Data to use —

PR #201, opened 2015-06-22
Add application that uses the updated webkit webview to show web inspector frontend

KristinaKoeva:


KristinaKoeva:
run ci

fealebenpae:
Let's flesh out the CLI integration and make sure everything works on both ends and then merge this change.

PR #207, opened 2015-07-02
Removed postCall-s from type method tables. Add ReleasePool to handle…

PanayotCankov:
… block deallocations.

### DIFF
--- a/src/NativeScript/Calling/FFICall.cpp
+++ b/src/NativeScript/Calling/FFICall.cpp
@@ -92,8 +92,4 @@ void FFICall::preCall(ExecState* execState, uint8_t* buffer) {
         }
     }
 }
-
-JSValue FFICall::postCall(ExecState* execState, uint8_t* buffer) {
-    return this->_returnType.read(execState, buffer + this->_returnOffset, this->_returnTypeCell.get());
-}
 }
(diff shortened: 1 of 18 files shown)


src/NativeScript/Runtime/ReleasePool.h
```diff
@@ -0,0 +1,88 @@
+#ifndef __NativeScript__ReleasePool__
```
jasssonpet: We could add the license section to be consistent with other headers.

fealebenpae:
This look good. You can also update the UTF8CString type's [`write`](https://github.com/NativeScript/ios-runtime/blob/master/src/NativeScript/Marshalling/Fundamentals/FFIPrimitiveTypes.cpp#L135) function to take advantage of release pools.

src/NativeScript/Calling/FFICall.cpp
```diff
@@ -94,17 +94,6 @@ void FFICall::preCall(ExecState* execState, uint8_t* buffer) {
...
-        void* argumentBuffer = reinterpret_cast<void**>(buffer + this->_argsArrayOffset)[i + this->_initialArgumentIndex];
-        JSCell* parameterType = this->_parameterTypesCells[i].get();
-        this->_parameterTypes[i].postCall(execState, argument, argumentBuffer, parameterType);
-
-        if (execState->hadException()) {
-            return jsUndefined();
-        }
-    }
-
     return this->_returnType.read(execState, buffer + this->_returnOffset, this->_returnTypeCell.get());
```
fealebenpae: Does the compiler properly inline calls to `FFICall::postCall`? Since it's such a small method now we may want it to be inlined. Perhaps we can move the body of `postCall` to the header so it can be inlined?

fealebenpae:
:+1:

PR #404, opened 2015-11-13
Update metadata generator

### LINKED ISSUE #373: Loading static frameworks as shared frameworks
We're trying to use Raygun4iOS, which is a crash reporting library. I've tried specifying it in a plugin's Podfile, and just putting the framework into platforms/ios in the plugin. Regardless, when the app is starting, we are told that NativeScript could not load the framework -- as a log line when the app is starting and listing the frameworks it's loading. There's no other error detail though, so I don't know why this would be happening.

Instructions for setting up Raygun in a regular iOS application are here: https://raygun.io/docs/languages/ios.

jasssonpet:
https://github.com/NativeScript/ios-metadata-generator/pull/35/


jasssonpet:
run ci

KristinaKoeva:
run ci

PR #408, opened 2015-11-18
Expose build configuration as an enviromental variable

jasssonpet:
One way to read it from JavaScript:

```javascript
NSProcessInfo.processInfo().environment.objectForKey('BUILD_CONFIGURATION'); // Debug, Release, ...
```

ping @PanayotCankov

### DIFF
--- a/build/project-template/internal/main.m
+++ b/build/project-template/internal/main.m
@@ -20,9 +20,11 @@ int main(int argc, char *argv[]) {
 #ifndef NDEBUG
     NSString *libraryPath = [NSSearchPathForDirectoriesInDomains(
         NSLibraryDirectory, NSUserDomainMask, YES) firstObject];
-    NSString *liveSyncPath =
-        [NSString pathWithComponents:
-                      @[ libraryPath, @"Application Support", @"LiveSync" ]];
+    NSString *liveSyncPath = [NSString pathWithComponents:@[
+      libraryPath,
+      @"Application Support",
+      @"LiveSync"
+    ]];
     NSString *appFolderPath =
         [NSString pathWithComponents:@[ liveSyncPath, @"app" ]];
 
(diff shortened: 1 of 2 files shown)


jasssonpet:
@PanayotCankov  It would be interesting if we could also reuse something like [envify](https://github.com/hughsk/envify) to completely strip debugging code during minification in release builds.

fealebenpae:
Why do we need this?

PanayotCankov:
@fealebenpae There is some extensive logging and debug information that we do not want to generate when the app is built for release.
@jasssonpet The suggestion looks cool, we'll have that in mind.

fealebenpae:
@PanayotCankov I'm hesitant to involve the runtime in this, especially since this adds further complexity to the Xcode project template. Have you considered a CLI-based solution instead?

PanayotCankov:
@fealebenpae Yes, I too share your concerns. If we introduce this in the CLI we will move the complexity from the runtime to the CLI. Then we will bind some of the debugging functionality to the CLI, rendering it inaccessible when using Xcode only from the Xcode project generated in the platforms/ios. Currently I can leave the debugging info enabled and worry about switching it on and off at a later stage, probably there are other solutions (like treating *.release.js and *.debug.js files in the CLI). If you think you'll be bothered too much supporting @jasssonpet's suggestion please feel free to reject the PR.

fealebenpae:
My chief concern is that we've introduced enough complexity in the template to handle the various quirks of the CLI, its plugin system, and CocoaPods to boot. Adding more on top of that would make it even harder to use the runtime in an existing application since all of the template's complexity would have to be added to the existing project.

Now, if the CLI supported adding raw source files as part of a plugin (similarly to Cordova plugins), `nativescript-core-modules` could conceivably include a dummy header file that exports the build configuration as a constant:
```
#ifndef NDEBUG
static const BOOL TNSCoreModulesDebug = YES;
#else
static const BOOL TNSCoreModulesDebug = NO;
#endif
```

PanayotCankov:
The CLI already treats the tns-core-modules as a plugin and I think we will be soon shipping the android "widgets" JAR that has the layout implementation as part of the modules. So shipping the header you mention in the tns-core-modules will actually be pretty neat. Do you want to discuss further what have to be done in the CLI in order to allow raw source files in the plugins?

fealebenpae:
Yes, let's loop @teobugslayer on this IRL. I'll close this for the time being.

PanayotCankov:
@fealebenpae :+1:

What you have to do —
From the line containing "jasssonpet: We could" down to the line containing "### LINKED ISSUE" in the material above, reproduce every line exactly, including the two end lines.

Answer space —
jasssonpet: We could add the license section to be consistent with other headers.

fealebenpae:
This look good. You can also update the UTF8CString type's [`write`](https://github.com/NativeScript/ios-runtime/blob/master/src/NativeScript/Marshalling/Fundamentals/FFIPrimitiveTypes.cpp#L135) function to take advantage of release pools.

src/NativeScript/Calling/FFICall.cpp
```diff
@@ -94,17 +94,6 @@ void FFICall::preCall(ExecState* execState, uint8_t* buffer) {
...
-        void* argumentBuffer = reinterpret_cast<void**>(buffer + this->_argsArrayOffset)[i + this->_initialArgumentIndex];
-        JSCell* parameterType = this->_parameterTypesCells[i].get();
-        this->_parameterTypes[i].postCall(execState, argument, argumentBuffer, parameterType);
-
-        if (execState->hadException()) {
-            return jsUndefined();
-        }
-    }
-
     return this->_returnType.read(execState, buffer + this->_returnOffset, this->_returnTypeCell.get());
```
fealebenpae: Does the compiler properly inline calls to `FFICall::postCall`? Since it's such a small method now we may want it to be inlined. Perhaps we can move the body of `postCall` to the header so it can be inlined?

fealebenpae:
:+1:

PR #404, opened 2015-11-13
Update metadata generator

### LINKED ISSUE #373: Loading static frameworks as shared frameworks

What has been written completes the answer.